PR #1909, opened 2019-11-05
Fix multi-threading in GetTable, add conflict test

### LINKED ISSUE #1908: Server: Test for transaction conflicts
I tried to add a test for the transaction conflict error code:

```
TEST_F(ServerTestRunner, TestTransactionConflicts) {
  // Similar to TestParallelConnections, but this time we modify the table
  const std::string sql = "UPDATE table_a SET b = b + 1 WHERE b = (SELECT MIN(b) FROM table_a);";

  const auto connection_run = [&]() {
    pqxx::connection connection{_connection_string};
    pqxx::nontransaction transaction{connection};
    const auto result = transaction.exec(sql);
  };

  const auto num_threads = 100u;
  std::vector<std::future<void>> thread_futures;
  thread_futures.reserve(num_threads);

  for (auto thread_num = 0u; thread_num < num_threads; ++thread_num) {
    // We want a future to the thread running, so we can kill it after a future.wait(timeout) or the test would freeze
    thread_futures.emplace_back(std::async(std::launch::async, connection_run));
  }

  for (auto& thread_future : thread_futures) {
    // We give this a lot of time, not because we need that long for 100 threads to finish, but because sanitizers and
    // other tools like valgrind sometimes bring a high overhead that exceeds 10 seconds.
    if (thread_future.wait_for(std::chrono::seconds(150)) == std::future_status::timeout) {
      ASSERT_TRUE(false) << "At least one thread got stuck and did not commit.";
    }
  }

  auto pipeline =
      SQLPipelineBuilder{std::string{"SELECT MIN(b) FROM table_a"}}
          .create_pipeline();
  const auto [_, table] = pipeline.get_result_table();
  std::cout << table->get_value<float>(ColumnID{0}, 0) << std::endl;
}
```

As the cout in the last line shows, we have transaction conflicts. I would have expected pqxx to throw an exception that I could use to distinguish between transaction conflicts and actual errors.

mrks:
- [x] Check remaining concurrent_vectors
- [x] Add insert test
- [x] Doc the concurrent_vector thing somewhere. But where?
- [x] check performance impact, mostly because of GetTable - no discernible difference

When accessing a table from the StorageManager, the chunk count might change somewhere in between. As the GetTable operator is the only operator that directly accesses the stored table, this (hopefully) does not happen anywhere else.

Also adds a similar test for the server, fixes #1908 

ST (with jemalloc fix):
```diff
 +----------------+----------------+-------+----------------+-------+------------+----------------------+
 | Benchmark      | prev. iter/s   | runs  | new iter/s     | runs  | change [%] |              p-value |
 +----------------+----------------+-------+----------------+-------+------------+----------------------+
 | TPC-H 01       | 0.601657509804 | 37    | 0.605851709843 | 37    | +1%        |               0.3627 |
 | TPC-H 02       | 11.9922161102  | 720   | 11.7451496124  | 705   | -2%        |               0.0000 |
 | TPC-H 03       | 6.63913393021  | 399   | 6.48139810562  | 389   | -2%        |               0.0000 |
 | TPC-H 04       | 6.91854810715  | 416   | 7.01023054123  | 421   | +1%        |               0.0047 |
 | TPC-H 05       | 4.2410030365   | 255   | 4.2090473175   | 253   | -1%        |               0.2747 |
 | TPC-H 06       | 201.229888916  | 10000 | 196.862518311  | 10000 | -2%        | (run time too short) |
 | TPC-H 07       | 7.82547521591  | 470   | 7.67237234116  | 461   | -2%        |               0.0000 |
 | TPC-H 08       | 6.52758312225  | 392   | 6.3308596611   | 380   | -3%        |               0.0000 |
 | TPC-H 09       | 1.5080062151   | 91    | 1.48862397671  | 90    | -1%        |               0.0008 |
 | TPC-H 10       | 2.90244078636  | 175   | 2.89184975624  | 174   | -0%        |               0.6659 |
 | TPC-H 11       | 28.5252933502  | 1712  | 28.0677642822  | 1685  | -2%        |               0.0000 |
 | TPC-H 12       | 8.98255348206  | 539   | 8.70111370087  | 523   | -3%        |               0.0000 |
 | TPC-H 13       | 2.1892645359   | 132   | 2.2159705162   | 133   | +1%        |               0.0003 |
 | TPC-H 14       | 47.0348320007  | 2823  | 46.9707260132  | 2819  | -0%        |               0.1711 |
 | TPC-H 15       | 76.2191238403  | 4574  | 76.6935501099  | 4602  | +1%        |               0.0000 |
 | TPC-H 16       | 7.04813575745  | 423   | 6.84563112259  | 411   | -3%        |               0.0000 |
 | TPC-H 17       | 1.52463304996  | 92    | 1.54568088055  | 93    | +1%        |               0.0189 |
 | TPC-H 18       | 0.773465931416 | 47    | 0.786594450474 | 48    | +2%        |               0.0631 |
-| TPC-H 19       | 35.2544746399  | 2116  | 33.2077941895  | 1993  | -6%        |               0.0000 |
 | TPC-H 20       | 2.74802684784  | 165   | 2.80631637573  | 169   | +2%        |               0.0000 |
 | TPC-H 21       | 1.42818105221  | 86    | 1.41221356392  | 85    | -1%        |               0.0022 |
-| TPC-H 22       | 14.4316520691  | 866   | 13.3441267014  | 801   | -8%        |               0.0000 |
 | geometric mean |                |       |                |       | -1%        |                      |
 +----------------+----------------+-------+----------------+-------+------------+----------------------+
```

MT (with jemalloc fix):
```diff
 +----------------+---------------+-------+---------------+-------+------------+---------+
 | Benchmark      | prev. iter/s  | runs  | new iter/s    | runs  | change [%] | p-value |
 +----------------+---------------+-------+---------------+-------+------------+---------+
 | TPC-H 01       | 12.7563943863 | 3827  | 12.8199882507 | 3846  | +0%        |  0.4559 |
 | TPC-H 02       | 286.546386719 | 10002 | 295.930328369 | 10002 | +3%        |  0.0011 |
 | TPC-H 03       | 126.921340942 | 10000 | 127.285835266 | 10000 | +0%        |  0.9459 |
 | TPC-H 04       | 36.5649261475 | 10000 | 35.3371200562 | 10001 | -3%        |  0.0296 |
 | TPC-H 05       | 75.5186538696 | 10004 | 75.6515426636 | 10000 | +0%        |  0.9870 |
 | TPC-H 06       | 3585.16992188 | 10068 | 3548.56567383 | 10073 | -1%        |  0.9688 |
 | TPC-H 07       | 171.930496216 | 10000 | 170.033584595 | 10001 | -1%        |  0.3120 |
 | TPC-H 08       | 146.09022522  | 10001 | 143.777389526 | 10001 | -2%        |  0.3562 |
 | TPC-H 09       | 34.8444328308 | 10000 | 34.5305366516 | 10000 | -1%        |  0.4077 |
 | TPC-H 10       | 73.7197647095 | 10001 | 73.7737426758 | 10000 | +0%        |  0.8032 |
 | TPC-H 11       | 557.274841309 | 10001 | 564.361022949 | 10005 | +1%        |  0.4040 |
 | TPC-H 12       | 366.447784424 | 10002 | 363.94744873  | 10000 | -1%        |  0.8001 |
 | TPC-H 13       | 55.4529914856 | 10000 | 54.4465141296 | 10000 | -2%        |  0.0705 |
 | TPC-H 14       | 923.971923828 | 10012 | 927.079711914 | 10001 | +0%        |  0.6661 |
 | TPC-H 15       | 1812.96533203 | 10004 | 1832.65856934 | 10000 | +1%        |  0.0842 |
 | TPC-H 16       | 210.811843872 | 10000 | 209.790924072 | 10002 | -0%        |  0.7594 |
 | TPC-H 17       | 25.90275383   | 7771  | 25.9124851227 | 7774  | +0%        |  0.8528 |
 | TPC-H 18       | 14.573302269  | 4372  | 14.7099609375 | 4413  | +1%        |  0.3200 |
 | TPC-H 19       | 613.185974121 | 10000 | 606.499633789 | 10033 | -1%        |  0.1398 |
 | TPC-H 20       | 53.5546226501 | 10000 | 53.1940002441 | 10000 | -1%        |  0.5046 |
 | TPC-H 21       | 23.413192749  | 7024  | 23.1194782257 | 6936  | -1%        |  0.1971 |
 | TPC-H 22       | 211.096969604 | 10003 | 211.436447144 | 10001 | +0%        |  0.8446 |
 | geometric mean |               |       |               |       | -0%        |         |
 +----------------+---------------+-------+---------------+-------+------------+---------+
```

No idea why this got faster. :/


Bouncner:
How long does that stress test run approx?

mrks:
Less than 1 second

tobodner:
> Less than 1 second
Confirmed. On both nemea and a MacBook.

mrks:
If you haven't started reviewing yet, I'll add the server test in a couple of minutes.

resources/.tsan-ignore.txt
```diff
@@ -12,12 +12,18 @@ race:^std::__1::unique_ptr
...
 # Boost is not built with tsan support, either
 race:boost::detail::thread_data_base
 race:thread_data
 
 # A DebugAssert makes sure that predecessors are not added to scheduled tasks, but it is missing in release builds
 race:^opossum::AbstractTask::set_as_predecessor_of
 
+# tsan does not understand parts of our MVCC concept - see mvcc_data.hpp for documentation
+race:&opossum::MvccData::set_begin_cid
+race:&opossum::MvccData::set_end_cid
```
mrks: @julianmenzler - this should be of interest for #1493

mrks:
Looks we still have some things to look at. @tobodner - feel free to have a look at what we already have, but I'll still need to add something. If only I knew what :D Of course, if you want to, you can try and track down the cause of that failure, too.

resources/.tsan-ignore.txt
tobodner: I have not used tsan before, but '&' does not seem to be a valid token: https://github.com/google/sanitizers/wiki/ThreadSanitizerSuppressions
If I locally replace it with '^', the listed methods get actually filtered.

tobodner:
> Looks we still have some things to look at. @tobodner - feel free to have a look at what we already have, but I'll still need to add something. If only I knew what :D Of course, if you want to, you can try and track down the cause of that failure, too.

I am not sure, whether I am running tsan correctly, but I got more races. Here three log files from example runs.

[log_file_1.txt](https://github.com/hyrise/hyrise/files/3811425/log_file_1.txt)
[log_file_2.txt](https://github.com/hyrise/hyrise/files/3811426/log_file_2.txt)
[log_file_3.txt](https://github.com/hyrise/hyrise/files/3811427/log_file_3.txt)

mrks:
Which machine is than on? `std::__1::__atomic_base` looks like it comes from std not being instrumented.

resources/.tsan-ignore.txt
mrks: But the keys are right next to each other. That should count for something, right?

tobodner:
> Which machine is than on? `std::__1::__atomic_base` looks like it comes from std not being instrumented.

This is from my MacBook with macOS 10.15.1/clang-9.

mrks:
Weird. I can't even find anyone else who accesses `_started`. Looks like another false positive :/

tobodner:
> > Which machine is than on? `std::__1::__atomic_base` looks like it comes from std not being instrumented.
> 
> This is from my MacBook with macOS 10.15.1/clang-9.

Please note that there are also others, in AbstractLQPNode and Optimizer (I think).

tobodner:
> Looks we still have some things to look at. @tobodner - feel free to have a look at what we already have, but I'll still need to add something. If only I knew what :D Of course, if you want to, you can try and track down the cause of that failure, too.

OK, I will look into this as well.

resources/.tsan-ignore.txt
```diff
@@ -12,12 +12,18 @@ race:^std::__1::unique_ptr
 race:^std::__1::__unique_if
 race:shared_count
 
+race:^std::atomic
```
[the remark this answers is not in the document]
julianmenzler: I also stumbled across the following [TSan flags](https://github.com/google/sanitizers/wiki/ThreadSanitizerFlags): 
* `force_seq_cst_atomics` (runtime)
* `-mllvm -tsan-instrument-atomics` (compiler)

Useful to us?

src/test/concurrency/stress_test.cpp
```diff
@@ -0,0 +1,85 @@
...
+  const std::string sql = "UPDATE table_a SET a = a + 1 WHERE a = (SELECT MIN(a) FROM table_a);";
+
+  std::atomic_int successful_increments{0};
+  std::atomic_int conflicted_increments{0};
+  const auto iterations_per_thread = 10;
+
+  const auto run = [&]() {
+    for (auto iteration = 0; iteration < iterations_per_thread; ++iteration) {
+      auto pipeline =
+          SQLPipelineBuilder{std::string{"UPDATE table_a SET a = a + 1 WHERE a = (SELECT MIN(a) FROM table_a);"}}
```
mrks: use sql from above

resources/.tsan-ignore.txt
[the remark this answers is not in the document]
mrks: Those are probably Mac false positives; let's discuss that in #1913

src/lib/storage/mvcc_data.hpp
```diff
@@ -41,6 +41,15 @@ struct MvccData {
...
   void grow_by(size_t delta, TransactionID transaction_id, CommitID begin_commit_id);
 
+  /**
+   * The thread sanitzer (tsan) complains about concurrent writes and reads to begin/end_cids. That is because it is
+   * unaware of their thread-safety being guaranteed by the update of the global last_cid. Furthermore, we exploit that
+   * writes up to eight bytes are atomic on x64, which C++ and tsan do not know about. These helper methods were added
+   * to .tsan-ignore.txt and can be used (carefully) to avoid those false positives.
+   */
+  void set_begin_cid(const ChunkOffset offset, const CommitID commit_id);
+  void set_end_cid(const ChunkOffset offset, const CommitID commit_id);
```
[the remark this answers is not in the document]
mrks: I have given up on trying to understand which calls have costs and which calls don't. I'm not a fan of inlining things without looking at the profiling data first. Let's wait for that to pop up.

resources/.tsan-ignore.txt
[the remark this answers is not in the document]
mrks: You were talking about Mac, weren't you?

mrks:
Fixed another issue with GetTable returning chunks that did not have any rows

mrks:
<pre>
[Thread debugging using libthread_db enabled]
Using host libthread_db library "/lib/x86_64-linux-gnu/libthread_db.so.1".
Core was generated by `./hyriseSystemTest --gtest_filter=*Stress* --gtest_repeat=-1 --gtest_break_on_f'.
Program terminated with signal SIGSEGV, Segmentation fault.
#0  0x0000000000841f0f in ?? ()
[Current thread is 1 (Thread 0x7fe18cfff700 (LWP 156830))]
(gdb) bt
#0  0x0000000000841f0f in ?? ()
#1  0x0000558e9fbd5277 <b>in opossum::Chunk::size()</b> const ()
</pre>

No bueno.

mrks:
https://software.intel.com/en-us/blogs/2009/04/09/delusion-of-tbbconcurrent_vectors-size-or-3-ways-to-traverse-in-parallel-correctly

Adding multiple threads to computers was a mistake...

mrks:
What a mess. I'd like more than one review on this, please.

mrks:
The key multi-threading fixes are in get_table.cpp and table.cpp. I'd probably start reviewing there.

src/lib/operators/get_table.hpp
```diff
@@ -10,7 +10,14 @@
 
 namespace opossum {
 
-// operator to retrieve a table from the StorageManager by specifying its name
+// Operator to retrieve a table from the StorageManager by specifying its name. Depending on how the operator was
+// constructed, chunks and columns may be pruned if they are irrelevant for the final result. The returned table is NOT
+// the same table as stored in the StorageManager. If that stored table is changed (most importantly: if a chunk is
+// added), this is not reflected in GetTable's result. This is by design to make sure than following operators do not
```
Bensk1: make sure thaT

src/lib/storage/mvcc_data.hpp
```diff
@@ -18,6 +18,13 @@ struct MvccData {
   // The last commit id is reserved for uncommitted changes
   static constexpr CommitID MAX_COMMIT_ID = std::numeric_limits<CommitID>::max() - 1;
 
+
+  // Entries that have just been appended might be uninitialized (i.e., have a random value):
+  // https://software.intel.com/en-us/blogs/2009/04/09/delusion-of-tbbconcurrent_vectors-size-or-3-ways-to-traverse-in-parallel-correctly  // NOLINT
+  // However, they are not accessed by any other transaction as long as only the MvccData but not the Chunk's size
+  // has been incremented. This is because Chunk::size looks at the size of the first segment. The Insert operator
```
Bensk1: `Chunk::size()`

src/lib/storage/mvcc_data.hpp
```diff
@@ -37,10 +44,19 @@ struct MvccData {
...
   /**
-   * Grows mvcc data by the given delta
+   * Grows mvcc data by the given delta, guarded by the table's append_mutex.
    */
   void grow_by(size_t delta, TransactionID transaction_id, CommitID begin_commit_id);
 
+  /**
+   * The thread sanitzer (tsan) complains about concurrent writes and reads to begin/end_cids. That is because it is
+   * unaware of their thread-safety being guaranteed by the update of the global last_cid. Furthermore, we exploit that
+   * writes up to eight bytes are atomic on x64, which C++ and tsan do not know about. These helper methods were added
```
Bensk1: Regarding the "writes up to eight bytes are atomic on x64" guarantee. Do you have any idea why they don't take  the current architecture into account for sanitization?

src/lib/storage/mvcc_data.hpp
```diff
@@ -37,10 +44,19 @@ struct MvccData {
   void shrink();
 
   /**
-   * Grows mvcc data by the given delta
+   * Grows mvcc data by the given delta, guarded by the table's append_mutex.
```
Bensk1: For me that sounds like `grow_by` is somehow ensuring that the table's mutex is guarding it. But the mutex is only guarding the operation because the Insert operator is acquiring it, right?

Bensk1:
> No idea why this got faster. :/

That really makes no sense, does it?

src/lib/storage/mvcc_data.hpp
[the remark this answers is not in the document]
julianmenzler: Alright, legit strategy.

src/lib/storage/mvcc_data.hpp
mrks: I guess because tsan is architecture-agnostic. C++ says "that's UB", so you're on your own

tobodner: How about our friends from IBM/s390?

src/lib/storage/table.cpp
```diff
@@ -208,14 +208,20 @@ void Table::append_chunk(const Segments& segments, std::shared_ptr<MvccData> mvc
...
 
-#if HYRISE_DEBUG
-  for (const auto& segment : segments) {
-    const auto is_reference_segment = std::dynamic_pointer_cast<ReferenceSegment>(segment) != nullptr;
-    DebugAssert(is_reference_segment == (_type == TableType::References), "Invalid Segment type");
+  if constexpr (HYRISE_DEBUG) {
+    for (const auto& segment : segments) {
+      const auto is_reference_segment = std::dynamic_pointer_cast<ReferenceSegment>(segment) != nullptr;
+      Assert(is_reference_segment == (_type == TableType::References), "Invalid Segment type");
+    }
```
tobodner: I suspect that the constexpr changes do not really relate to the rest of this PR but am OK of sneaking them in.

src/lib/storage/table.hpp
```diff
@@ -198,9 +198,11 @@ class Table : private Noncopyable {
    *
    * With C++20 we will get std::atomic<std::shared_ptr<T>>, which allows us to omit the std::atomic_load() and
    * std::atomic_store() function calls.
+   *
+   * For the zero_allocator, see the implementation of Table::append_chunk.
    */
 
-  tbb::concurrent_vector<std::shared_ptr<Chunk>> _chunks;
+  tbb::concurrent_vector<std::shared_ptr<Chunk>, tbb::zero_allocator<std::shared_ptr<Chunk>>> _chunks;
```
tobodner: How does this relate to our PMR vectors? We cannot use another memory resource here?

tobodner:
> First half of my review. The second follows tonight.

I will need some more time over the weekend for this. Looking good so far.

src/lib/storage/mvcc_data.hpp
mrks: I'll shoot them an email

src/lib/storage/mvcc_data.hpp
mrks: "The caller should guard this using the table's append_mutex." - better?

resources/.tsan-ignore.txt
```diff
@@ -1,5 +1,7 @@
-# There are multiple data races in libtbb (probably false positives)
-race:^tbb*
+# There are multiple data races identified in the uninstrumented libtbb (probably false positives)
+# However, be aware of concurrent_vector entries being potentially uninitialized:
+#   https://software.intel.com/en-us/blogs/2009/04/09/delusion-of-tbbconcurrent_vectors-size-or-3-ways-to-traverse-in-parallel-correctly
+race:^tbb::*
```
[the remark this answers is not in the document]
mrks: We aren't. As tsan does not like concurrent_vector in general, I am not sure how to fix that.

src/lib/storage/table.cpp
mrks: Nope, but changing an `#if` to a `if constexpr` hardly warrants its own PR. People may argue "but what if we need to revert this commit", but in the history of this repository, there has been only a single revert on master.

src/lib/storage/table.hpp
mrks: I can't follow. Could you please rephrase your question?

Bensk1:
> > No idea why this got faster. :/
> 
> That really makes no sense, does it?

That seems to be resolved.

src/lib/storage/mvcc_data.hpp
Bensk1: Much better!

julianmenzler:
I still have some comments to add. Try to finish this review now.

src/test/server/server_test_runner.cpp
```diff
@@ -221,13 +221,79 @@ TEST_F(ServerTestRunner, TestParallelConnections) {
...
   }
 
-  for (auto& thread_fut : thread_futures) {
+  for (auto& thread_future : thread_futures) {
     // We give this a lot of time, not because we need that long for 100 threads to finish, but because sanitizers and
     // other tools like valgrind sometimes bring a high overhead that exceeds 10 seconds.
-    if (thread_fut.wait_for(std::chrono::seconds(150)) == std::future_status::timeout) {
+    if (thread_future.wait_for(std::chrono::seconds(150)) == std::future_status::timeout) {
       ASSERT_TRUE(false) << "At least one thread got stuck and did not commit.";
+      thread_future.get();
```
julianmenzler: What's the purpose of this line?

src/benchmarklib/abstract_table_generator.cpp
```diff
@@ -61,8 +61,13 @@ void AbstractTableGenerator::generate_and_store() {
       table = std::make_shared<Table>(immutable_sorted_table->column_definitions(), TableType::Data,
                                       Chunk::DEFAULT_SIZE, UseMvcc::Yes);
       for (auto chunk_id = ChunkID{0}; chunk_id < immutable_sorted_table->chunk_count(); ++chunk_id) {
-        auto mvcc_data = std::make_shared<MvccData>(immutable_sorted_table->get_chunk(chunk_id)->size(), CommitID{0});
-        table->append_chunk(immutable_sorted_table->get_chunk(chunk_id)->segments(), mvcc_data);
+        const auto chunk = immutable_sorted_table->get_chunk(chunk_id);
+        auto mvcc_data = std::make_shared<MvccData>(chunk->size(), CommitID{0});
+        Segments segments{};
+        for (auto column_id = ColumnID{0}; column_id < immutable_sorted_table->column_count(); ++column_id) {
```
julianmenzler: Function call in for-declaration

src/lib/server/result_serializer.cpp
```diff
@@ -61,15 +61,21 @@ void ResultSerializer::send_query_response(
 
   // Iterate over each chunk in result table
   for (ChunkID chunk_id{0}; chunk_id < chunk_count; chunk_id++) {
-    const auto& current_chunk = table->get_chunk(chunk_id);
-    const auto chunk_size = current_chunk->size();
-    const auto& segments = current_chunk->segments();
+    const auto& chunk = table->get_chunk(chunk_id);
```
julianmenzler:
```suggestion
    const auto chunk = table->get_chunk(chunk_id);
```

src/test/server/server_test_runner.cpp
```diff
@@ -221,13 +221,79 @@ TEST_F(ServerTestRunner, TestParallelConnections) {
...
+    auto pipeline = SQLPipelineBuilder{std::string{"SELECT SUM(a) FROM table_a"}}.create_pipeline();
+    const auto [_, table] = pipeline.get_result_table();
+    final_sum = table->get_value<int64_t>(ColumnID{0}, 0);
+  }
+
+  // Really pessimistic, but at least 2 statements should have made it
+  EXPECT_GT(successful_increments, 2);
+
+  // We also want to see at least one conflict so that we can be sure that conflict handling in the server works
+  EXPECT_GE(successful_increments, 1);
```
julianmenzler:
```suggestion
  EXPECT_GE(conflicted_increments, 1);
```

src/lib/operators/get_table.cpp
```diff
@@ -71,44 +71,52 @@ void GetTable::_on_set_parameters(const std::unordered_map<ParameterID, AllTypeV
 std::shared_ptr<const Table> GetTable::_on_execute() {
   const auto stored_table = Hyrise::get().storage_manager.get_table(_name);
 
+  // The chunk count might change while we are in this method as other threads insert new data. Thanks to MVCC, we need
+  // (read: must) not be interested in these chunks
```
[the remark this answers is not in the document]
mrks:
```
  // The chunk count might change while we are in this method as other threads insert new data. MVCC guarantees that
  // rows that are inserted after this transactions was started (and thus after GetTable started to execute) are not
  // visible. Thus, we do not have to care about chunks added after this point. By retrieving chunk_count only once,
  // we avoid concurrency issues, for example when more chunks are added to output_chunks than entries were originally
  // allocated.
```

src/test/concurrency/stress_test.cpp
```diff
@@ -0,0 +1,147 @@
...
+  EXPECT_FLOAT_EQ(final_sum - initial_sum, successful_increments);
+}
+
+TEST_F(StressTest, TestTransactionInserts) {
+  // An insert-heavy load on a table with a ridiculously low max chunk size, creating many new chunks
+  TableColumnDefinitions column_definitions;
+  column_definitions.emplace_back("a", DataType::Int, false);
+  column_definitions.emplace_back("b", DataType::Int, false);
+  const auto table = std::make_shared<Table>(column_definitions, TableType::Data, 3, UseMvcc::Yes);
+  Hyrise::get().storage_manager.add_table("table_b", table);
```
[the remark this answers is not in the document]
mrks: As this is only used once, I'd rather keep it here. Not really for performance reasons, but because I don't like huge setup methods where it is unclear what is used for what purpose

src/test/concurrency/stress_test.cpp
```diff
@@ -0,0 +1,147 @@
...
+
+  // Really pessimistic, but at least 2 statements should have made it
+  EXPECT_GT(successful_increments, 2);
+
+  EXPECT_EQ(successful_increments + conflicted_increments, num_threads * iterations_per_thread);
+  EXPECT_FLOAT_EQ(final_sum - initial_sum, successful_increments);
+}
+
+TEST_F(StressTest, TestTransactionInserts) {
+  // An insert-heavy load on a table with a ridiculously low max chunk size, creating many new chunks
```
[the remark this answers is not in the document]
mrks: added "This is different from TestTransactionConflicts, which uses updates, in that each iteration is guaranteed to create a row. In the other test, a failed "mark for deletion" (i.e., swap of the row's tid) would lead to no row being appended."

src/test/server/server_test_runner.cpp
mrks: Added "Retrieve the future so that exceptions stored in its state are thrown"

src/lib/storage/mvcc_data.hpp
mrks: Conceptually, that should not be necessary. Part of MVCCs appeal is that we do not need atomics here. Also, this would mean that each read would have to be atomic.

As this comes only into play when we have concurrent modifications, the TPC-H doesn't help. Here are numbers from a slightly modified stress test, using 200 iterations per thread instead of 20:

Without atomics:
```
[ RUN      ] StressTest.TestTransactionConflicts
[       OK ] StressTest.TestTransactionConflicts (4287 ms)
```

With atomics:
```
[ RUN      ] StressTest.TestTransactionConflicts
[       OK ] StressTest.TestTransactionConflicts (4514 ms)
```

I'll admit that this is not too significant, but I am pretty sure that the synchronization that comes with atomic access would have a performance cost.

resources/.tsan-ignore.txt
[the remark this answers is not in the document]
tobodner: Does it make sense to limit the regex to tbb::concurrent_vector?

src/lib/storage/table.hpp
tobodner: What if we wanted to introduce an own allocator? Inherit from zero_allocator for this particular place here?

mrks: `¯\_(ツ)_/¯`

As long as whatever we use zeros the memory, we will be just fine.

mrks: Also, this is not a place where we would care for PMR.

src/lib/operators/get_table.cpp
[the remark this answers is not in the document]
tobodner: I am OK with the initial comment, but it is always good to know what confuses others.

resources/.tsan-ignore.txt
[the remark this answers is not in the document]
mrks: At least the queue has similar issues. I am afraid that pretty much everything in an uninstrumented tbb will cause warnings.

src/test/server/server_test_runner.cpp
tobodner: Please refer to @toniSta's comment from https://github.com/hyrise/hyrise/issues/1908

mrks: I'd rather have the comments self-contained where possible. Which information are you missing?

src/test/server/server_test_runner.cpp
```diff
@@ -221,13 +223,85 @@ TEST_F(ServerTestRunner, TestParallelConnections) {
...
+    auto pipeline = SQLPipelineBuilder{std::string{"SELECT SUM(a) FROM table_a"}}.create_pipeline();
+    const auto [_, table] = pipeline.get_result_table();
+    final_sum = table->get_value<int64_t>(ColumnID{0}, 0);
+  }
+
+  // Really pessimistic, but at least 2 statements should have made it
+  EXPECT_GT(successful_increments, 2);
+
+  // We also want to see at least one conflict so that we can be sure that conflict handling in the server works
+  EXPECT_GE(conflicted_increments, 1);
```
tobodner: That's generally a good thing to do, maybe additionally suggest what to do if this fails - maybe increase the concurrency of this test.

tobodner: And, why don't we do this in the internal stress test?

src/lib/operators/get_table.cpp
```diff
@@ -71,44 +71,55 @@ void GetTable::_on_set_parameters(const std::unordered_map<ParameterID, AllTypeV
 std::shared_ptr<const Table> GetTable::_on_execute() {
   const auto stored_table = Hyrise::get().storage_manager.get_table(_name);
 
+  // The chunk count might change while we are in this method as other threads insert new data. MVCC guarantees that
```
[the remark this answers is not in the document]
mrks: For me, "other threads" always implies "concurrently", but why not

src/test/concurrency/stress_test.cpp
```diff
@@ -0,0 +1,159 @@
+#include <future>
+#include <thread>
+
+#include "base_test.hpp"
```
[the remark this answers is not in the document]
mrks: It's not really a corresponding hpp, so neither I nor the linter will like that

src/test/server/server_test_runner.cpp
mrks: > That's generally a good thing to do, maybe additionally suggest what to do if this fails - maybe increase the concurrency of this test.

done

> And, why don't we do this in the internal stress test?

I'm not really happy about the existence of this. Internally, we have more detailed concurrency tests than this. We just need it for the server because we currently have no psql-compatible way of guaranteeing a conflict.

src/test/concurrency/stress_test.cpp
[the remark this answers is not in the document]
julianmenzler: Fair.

● ● ● ●

Find the string "multiple" in the material above, and report every line where it occurs.

▶ [Written response]:
Adding multiple threads to computers was a mistake...
-# There are multiple data races in libtbb (probably false positives)
+# There are multiple data races identified in the uninstrumented libtbb (probably false positives)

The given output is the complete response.